* **What you are asked to do**:
Go through the entries and copy every line that has the string "opened" in it.

=== Listed records ===

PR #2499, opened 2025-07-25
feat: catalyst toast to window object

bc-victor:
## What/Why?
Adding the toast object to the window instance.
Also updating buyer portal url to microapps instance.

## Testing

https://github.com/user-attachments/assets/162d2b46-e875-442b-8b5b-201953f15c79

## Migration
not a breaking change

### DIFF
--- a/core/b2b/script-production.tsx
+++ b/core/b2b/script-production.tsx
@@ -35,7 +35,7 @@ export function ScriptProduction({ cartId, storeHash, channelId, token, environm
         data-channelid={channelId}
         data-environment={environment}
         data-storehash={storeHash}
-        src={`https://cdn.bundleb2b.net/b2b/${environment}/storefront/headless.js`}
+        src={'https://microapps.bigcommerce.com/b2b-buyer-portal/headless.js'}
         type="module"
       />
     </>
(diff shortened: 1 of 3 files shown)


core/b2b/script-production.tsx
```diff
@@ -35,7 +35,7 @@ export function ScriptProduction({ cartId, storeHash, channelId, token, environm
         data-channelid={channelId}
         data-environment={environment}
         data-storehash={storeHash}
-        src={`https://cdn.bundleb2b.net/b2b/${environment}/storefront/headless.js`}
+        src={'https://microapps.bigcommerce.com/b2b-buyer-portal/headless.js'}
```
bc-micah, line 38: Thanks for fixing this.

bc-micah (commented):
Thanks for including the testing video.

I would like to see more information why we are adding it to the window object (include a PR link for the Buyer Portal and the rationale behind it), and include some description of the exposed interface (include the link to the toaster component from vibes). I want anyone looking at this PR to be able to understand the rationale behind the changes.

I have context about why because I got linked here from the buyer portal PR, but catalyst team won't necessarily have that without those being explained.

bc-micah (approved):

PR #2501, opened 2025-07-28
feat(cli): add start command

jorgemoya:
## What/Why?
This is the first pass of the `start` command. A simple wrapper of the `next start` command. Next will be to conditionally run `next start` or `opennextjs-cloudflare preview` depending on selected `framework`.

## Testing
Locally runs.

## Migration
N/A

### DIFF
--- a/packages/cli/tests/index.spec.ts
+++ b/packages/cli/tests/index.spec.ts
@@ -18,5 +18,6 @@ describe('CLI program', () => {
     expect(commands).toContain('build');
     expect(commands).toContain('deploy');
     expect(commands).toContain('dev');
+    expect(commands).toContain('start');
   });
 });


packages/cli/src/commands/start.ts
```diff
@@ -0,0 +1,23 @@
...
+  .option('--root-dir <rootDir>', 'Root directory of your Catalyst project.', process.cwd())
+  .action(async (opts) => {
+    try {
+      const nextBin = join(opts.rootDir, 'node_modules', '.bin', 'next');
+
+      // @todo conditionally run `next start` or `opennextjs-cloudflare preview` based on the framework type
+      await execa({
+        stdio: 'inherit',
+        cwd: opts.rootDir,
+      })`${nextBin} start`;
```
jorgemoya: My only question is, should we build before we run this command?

===
=== Listed records ===

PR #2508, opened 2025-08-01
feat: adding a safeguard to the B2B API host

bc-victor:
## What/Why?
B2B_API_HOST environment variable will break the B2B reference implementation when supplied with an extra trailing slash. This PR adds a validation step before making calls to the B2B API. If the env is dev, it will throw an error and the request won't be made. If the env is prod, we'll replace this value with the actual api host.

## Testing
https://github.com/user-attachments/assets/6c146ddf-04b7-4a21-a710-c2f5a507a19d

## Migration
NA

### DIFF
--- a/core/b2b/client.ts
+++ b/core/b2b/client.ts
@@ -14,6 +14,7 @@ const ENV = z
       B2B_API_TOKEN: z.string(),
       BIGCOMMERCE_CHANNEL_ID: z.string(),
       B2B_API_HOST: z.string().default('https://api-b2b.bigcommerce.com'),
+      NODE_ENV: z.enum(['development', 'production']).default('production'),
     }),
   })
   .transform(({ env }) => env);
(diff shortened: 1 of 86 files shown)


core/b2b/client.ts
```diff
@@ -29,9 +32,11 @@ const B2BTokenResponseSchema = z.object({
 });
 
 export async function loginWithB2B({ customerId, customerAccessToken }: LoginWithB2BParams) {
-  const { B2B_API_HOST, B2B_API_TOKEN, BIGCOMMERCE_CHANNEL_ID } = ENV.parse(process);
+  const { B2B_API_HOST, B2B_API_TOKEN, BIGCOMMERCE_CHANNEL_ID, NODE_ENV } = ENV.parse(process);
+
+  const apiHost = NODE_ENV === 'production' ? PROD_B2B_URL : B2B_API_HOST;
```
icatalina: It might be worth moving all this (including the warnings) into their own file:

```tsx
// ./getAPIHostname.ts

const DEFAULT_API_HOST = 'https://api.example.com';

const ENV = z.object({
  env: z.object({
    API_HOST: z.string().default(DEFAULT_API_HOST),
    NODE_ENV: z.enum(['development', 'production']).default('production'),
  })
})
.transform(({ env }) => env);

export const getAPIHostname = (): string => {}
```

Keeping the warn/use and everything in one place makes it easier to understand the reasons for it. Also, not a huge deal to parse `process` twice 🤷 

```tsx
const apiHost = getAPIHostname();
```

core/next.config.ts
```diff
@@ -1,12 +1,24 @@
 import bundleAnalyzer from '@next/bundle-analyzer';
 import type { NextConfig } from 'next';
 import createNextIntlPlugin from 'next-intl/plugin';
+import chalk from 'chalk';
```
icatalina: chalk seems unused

===
=== Listed records ===

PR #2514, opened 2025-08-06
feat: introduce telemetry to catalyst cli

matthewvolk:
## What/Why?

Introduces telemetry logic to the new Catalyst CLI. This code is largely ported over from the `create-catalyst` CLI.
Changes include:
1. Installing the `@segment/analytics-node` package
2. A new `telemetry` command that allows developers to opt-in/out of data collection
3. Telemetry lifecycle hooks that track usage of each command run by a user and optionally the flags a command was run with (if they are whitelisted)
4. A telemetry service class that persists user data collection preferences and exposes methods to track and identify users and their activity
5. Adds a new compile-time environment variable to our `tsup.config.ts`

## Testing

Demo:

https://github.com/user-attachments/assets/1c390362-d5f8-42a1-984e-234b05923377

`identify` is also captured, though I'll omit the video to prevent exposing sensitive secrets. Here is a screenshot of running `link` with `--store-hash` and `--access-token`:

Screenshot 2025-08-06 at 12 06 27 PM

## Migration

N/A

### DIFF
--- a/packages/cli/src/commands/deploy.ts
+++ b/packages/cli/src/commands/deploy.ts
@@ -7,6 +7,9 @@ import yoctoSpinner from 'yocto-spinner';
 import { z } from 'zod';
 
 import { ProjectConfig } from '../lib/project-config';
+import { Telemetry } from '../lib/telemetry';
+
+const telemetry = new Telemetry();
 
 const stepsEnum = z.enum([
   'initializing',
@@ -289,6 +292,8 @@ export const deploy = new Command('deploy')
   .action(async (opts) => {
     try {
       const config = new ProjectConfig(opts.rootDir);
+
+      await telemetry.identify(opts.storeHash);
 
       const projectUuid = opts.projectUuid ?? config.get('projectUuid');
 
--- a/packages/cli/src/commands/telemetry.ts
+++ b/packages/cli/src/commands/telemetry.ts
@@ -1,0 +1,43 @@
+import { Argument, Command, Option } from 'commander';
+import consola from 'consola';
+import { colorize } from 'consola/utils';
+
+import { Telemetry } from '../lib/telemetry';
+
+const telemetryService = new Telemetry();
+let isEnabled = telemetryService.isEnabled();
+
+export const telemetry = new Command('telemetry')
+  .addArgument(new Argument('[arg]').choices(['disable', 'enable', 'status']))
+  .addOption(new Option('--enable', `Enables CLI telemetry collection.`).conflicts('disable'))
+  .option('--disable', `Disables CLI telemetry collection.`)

===

* **Expected answer**:
PR #2499, opened 2025-07-25
PR #2501, opened 2025-07-28
PR #2508, opened 2025-08-01
PR #2514, opened 2025-08-06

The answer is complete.